### EXTRACTED MATERIAL
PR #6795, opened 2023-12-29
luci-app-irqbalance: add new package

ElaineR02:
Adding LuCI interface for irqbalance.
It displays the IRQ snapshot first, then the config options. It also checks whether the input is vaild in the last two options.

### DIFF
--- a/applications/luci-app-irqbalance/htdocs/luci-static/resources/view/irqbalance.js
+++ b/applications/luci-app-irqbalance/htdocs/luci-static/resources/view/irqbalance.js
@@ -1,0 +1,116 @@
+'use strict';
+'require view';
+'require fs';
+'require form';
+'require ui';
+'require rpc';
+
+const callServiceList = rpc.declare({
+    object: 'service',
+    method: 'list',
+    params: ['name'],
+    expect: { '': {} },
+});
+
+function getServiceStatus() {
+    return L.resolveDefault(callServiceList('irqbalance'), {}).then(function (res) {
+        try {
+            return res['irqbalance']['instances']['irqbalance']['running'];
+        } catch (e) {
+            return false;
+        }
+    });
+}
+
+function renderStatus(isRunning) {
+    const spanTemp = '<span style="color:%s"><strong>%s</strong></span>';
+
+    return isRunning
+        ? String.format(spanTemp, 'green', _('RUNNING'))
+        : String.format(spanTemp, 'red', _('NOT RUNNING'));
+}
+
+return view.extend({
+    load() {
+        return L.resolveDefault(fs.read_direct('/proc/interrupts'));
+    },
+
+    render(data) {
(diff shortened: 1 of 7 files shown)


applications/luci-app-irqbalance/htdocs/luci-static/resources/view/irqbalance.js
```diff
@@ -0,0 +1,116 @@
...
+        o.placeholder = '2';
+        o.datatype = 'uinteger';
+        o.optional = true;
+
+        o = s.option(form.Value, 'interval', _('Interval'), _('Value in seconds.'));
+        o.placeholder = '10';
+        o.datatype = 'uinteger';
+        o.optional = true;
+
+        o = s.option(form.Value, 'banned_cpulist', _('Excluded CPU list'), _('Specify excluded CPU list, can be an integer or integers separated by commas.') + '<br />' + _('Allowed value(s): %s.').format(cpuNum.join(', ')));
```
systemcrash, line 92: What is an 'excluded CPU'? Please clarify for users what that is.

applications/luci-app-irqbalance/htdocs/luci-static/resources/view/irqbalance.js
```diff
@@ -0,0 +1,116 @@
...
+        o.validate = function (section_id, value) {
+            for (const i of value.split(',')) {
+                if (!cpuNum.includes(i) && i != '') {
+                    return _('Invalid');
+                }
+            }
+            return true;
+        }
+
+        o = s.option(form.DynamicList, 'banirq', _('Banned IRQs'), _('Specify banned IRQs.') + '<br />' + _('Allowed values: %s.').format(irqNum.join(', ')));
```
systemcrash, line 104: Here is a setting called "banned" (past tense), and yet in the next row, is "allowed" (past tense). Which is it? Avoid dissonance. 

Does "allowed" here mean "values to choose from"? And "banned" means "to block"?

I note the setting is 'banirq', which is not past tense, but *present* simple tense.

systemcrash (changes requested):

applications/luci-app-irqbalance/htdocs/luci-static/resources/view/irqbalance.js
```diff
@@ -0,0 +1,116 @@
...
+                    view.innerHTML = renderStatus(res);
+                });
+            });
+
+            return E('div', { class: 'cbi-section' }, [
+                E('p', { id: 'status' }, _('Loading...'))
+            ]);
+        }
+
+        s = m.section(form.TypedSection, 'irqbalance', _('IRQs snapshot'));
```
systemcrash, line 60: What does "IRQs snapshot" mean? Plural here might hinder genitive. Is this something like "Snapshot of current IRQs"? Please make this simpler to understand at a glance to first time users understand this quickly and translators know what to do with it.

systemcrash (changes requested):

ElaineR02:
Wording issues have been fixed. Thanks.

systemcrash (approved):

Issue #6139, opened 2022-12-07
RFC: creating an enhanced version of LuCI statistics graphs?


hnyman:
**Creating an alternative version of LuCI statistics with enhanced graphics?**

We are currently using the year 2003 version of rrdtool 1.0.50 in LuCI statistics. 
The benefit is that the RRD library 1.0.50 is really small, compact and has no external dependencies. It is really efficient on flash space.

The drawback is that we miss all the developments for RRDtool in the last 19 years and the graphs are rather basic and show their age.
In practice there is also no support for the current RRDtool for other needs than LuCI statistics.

### WHAT NEEDS TO BE DONE
Copy every line that contains "last" from the listing above.

### ANSWER TO THIS EXERCISE
It displays the IRQ snapshot first, then the config options. It also checks whether the input is vaild in the last two options.
The drawback is that we miss all the developments for RRDtool in the last 19 years and the graphs are rather basic and show their age.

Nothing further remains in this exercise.